О самосохранении и «шкурном» вопросе. Когда петлял по парижскому предместью, чтобы сбить со следа, если за мной все-таки слежка, услышал, как возле бистро кто-то сказал: «Если дорожишь своей шкурой, то...» Дальше я не слыхал — заговорили шепотом. Говорил тип в залихватской фуражке и галифе. Явно угрожал второму. Тот был маленький, жалкий, в обтрепанном пальтишке. Навела меня эта фраза на мысль: дорожу ли я своей шкурой? То есть дорожу ли настолько, чтобы ради шкуры пойти против убеждений, против чести?

Кажется, все-таки нет. Уже много было за эти три года «шкурных» моментов, мог бы сдать. Например, у следователя или при стрельбе в Париже. Вот сейчас тоже, когда нависла опасность... Смотрю на себя со стороны, даже интересно: «А что из всего этого выйдет?» Или: «Что со мной они сделают?» В общем, вполне сторонний подход.

Но можно ли на этом основании заключить, что храбрый? Кажется, нет. Скорее отсутствие чего-то нормального в организме или в психологии — чувства самосохранения, или расчета, или просто равнодушие к собственной судьбе. Но ведь жизнь-то я люблю, люблю до страсти, люблю людей, траву, деревья, солнце, музыку, книги... Люблю кожей, умом, зрением — всеми своими чувствами.

Интересно, что сказала бы обо всем этом Лиза. Лиза. ЛИЗА. Хочется без конца писать ее имя. Но довольно.

Общий совет у О. Решается судьба передатчика и моя. Я вроде как при нем. Ну, все равно! Г., С., майор и О. — все четверо согласились перебросить меня и передатчик в партизанский район южной зоны. В качестве сопровождающей (так полагается у подпольщиков) поедет Н. Она сама, оказывается, вызвалась ехать. Обстоятельство осложняющее. Не было бы его, прыгал бы до потолка. Иду в партизаны! Ура!

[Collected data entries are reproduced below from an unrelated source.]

PR #3221, opened 2022-07-25
Refactor CodeWhispererExplorerActionManager and add test test coverage

Will-ShaoHua:
## Types of changes

- [x] Refactor

## Description

Refactor CodeWhispererExploreActionManager class and add test coverage.

## Testing

New test cases added.

## Checklist

## License

### DIFF
--- a/jetbrains-core/src/software/aws/toolkits/jetbrains/services/codewhisperer/service/CodeWhispererService.kt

Поезд Париж — Тулуза через Бриё. Битком набитый вагон Рядом с Н. чемодан, тоже битком набитый. Передатчик и три красивые аккуратные бомбочки, бог весть как раздобытые О. «Это наши подарки маки»,—скромно сказал профессор, вручая все это нам в дорогу. Н. принаряжена, на мне — впервые за три года — приличный синий костюм, принесенный с улицы Лурмель. У обоих — художественно сфабрикованные документы. Блокнот тоже едет — очень привык к нему, скучаю, если день не удается что-то в него вписать. Решил — в случае тревоги выбрасываю в окно. Все записи по-русски, переводчика найти не так-то легко, да и кто будет интересоваться выброшенной потрепанной книжкой?

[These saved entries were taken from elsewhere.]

PR #3226, opened 2022-07-27
[CodeWhisperer] Update %Code Tracker  documentChanged() logic for edge case

Will-ShaoHua:
The current `if` condition aims to filter out documentChanged events which didn't result from users' typing / file changes. These special events are generated from IDE's reloading behavior. 
For example, there is a file with code `def add(`, then user paste `x, y)`, shut down the IDE very quickly and restart the IDE. The reloading happens when user restart the IDE because the IDE is trying to load the file from the disk and will emit documentEvent if there is difference between VF and file stored in the disk. The current filter logic will miss some reloading cases and fail to block them from entering metric calculation. 

This one line change PR is trying to fix the miss and handle all the reloading cases.

## Types of changes

## Checklist

## License


jetbrains-core/src/software/aws/toolkits/jetbrains/services/codewhisperer/telemetry/CodeWhispererCodeCoverageTracker.kt
```diff
@@ -60,13 +59,10 @@ abstract class CodeWhispererCodeCoverageTracker(
...
     fun documentChanged(event: DocumentEvent) {
-        // When open a file for the first time, IDE will also emit DocumentEvent for loading with `isWholeTextReplaced = true`
-        // Added this condition to filter out those events
+        // Added this condition to filter out IDE reloading files
         if (event.isWholeTextReplaced) {
             LOG.debug { "event with isWholeTextReplaced flag: $event" }
-            (event as? DocumentEventImpl)?.let {
-                if (it.initialStartOffset == 0 && it.initialOldLength == event.document.textLength) return
-            }
+            if (event.oldTimeStamp == 0L) return
```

Н. наклоняется ко мне, снимает пушинки с костюма, что-то шепчет. Толстая француженка улыбается нам:

— Вы муж и жена или брат и сестра?

Меня просто кипятком обдало. Н., вся красная, отвечает:

— Дени мой брат, мадам.

Толстуха очень довольна:

— Ага, то-то вы оба так похожи. Не близнецы?

— Нет, мадам.

— А у моей сестры блцзняшки. Мальчик и девочка. Такие ангелочки — восторг! Зовут Анри и Анриетт.

Толстуха заводится надолго. Я не слушаю. Думаю о своем. Внезапно крики: в поезде кого-то выловили, кто-то спрыгивает на ходу. Вслед — три-четыре выстрела.